Stored data entries:
----
PR #1272, opened 2017-02-05
Remove pjutil::DynLibCallDllMain()

Frank-74:


cxd4:
Jabo's 1.5.2 and 1.6 plugins (particularly video) are still useful and fix some things that 1.6.1 and 1.7 don't.

It's a WIN32 hack from an otherwise portable module, yes, so removing it is beneficial in that respect.  Bear in mind though that Jabo's older plugins have served good use for people where 1.6+ weren't good.  They're not open-source, though, so it's not really worth fighting over.  Especially since I don't use Windows anymore anyway.

Frank-74:
@cxd4 
I tested Jabo's 1.5.2, 1.6, 1.6.1 and 1.7 gfx plugins.  They all work fine without this WIN32 hack.  I think this hack was for an even older version than 1.5.2.

cxd4:
Oh.  Then I don't care at all personally. :)

PR #1284, opened 2017-03-10
Donkey Kong 64 (U) Polygon tearing fix

Frank-74:


oddMLan:
imagen
confirmed fixing the polygon tearing

PR #1285, opened 2017-03-12
Donkey Kong 64 (E)(J) Polygon tearing fix

Frank-74:
Original (U) fix by Isotarge.  Simplified to a single code and E and J regions by Retroben.


weinerschnitzel:
There wasn't any side effects to this? Can I get a link to where I can read more on Isotarge's hack fix?

Thanks in advance.

Frank-74:
@weinerschnitzel 
I played for about an hour, and never noticed any side effects.

I don't know where to get info about the original fix by Isotarge, retroben knows more.  From this thread:
http://forum.pj64-emu.com/showthread.php?t=7559

PR #1317, opened 2017-05-30
Multiplayer timing fix for E and J regions

Nekokabu:
Add Mario Kart Multiplayer timing fix cheat for E and J regions.


loganmc10:
Are the E and J versions really the same? How were these calculated?

loganmc10:
Also these are half the size of the U version. Does this fix 2 and 3/4 player?

Nekokabu:
>Are the E and J versions really the same? How were these calculated?

Original code? is here: http://tasvideos.org/GameResources/N64/MarioKart64/Patches.html
I disassemble and compare them.

>Also these are half the size of the U version. Does this fix 2 and 3/4 player?

Unnecessary code was deleted, so it got shorter. 
Including 2 and 3/4 player fix

Nekokabu:
https://github.com/project64/project64/pull/607

PR #489, opened 2025-07-25
test: fix encodeBmp equality checks

targos:


EscapedGibbon:
CleanShot 2025-07-25 at 09 42 15

@targos the cause of this is in the way we encode bmp but i wouldn't call it a bug. As you can see there is a difference in some of the fields between the image from data and test image. It happens because we usually store this data during bmp decoding. But, since image-js format doesn't store such specific data, encoder just fills it with default values.

Default values were chosen with GIMP specs in mind, so if we overwrite images in GIMP the tests will pass

CleanShot 2025-07-25 at 10 27 50

EscapedGibbon:
On the sidenote, I think it would be nice to include bmp decoder in image-js as well.

targos:
Thanks!

PR #631, opened 2026-07-13
feat: release standalone binaries with embedded skills and profiles

p-linnane:
Running scrutineer today requires a Go toolchain and a source checkout because the built-in skills and per-ecosystem runner profiles load from the working tree. This adds a release path producing precompiled Linux and macOS binaries for amd64 and arm64 that an operator can download from GitHub Releases, verify against SHA256SUMS and the build-provenance attestation, and run from any directory. The runtime requirement is unchanged: docker, rootless podman, or Apple's `container` CLI stays external, and nothing is bundled into the executable.

The binary embeds `skills/` and `docker/profiles/` and materialises them at startup into content-addressed directories under the data dir, so the disk-backed loader and auxiliary-file staging keep working unchanged. Configured `-skills` directories and a skills repo override same-named bundled copies without version churn on restart, and local/remote precedence is preserved. `profiles-dir` keeps its precedence: an explicit flag or config value wins (`ProfilesDir` became `*string` so `profiles_dir: ""` genuinely disables profiles), a source checkout keeps using `docker/profiles`, and only a checkout-less binary falls back to the embedded copies. `go run ./cmd/scrutineer -skills ./skills` remains the development workflow. A new `scrutineer version` subcommand reports the version, source commit, build date and paired runner-image digest, and the settings page shows the release version in place of the build commit.

Releases use CalVer `vYYYY.MM.DD.N` tags dispatched manually from main. Preflight validates `VERSION`, refuses a tag pointing at another commit, runs the test suite, and resolves the runner image's commit-matched multi-platform manifest to an immutable digest injected as the released binary's default `--runner-image` (development builds keep `:latest`). Build jobs produce static CGO-free binaries for the four targets with provenance attestations. The release job deletes any incomplete same-version draft, uploads the archives and `SHA256SUMS` to a fresh draft, and publishes only after every upload succeeds, so failed runs are safely rerunnable and re-dispatching a published version is a no-op. GitHub Releases serve as the changelog. macOS artifacts are intentionally unsigned and unnotarized for now.

As discussed with @andrew: GitHub Releases act as the changelog (generated notes, so older releases can be backported later) and versioning is CalVer `YYYY.MM.DD.N` to avoid implied semver expectations. The flow supports a bi-weekly cadence whenever we want to start one.


alexandre-daubois:
`db.go` now documents and writes `source = "bundled"` (with a populated source_path), but `docs/database.md:117-118` still list only local, remote, ui and describe source_path as local/remote-only.

p-linnane:
Good catch. Thanks @alexandre-daubois. Resolved in the latest push.

andrew (approved):
Careful work: SHA-pinned actions, `persist-credentials: false`, per-job least-privilege, draft-then-publish, tag-target validation, length-prefixed content hashing with a framing test, atomic extraction with the concurrent-writer race handled, and old bundle dirs retained so existing skill rows keep resolving auxiliary files. The `LoadDirectoryExcept` override pattern with the version-churn test is exactly right.

Chased three things that all checked out: `actions/attest` with only `subject-path` defaults to SLSA build provenance, `ubuntu-slim` is a real GitHub-hosted runner and ships `gh`, and `new("")` is Go 1.26's `new(expr)`.

Non-blocking notes for a follow-up if you feel like it:

- `ubuntu-slim` has a platform-enforced 15-minute job cap; `timeout-minutes: 20` on the release job is dead. Should still finish well under 15.
- Settings page now shows `dev` instead of the commit SHA on non-release builds. `scrutineer version` covers it on the CLI, but the About panel used to be handy for bug reports. Could show both.
- Worth a line in `docs/skills.md`: you can no longer suppress a built-in skill in a checkout by deleting `skills/<name>/` since the embedded copy fills the gap; deactivate via the UI instead.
----
- THE PROBLEM: Please output all of the entries without changing a single character.

- RESPONSE FOR THIS EXERCISE:
PR #1272, opened 2017-02-05
Remove pjutil::DynLibCallDllMain()

Frank-74:


cxd4:
Jabo's 1.5.2 and 1.6 plugins (particularly video) are still useful and fix some things that 1.6.1 and 1.7 don't.

It's a WIN32 hack from an otherwise portable module, yes, so removing it is beneficial in that respect.  Bear in mind though that Jabo's older plugins have served good use for people where 1.6+ weren't good.  They're not open-source, though, so it's not really worth fighting over.  Especially since I don't use Windows anymore anyway.

Frank-74:
@cxd4 
I tested Jabo's 1.5.2, 1.6, 1.6.1 and 1.7 gfx plugins.  They all work fine without this WIN32 hack.  I think this hack was for an even older version than 1.5.2.

cxd4:
Oh.  Then I don't care at all personally. :)

PR #1284, opened 2017-03-10
Donkey Kong 64 (U) Polygon tearing fix

Frank-74:


oddMLan:
imagen
confirmed fixing the polygon tearing

PR #1285, opened 2017-03-12
Donkey Kong 64 (E)(J) Polygon tearing fix

Frank-74:
Original (U) fix by Isotarge.  Simplified to a single code and E and J regions by Retroben.


weinerschnitzel:
There wasn't any side effects to this? Can I get a link to where I can read more on Isotarge's hack fix?

Thanks in advance.

Frank-74:
@weinerschnitzel 
I played for about an hour, and never noticed any side effects.

I don't know where to get info about the original fix by Isotarge, retroben knows more.  From this thread:
http://forum.pj64-emu.com/showthread.php?t=7559

PR #1317, opened 2017-05-30
Multiplayer timing fix for E and J regions

Nekokabu:
Add Mario Kart Multiplayer timing fix cheat for E and J regions.


loganmc10:
Are the E and J versions really the same? How were these calculated?

loganmc10:
Also these are half the size of the U version. Does this fix 2 and 3/4 player?

Nekokabu:
>Are the E and J versions really the same? How were these calculated?

Original code? is here: http://tasvideos.org/GameResources/N64/MarioKart64/Patches.html
I disassemble and compare them.

>Also these are half the size of the U version. Does this fix 2 and 3/4 player?

Unnecessary code was deleted, so it got shorter. 
Including 2 and 3/4 player fix

Nekokabu:
https://github.com/project64/project64/pull/607

PR #489, opened 2025-07-25
test: fix encodeBmp equality checks

targos:


EscapedGibbon:
CleanShot 2025-07-25 at 09 42 15

@targos the cause of this is in the way we encode bmp but i wouldn't call it a bug. As you can see there is a difference in some of the fields between the image from data and test image. It happens because we usually store this data during bmp decoding. But, since image-js format doesn't store such specific data, encoder just fills it with default values.

Default values were chosen with GIMP specs in mind, so if we overwrite images in GIMP the tests will pass

CleanShot 2025-07-25 at 10 27 50

EscapedGibbon:
On the sidenote, I think it would be nice to include bmp decoder in image-js as well.

targos:
Thanks!

PR #631, opened 2026-07-13
feat: release standalone binaries with embedded skills and profiles

p-linnane:
Running scrutineer today requires a Go toolchain and a source checkout because the built-in skills and per-ecosystem runner profiles load from the working tree. This adds a release path producing precompiled Linux and macOS binaries for amd64 and arm64 that an operator can download from GitHub Releases, verify against SHA256SUMS and the build-provenance attestation, and run from any directory. The runtime requirement is unchanged: docker, rootless podman, or Apple's `container` CLI stays external, and nothing is bundled into the executable.

The binary embeds `skills/` and `docker/profiles/` and materialises them at startup into content-addressed directories under the data dir, so the disk-backed loader and auxiliary-file staging keep working unchanged. Configured `-skills` directories and a skills repo override same-named bundled copies without version churn on restart, and local/remote precedence is preserved. `profiles-dir` keeps its precedence: an explicit flag or config value wins (`ProfilesDir` became `*string` so `profiles_dir: ""` genuinely disables profiles), a source checkout keeps using `docker/profiles`, and only a checkout-less binary falls back to the embedded copies. `go run ./cmd/scrutineer -skills ./skills` remains the development workflow. A new `scrutineer version` subcommand reports the version, source commit, build date and paired runner-image digest, and the settings page shows the release version in place of the build commit.

Releases use CalVer `vYYYY.MM.DD.N` tags dispatched manually from main. Preflight validates `VERSION`, refuses a tag pointing at another commit, runs the test suite, and resolves the runner image's commit-matched multi-platform manifest to an immutable digest injected as the released binary's default `--runner-image` (development builds keep `:latest`). Build jobs produce static CGO-free binaries for the four targets with provenance attestations. The release job deletes any incomplete same-version draft, uploads the archives and `SHA256SUMS` to a fresh draft, and publishes only after every upload succeeds, so failed runs are safely rerunnable and re-dispatching a published version is a no-op. GitHub Releases serve as the changelog. macOS artifacts are intentionally unsigned and unnotarized for now.

As discussed with @andrew: GitHub Releases act as the changelog (generated notes, so older releases can be backported later) and versioning is CalVer `YYYY.MM.DD.N` to avoid implied semver expectations. The flow supports a bi-weekly cadence whenever we want to start one.


alexandre-daubois:
`db.go` now documents and writes `source = "bundled"` (with a populated source_path), but `docs/database.md:117-118` still list only local, remote, ui and describe source_path as local/remote-only.

p-linnane:
Good catch. Thanks @alexandre-daubois. Resolved in the latest push.

andrew (approved):
Careful work: SHA-pinned actions, `persist-credentials: false`, per-job least-privilege, draft-then-publish, tag-target validation, length-prefixed content hashing with a framing test, atomic extraction with the concurrent-writer race handled, and old bundle dirs retained so existing skill rows keep resolving auxiliary files. The `LoadDirectoryExcept` override pattern with the version-churn test is exactly right.

Chased three things that all checked out: `actions/attest` with only `subject-path` defaults to SLSA build provenance, `ubuntu-slim` is a real GitHub-hosted runner and ships `gh`, and `new("")` is Go 1.26's `new(expr)`.

Non-blocking notes for a follow-up if you feel like it:

- `ubuntu-slim` has a platform-enforced 15-minute job cap; `timeout-minutes: 20` on the release job is dead. Should still finish well under 15.
- Settings page now shows `dev` instead of the commit SHA on non-release builds. `scrutineer version` covers it on the CLI, but the About panel used to be handy for bug reports. Could show both.
- Worth a line in `docs/skills.md`: you can no longer suppress a built-in skill in a checkout by deleting `skills/<name>/` since the embedded copy fills the gap; deactivate via the UI instead.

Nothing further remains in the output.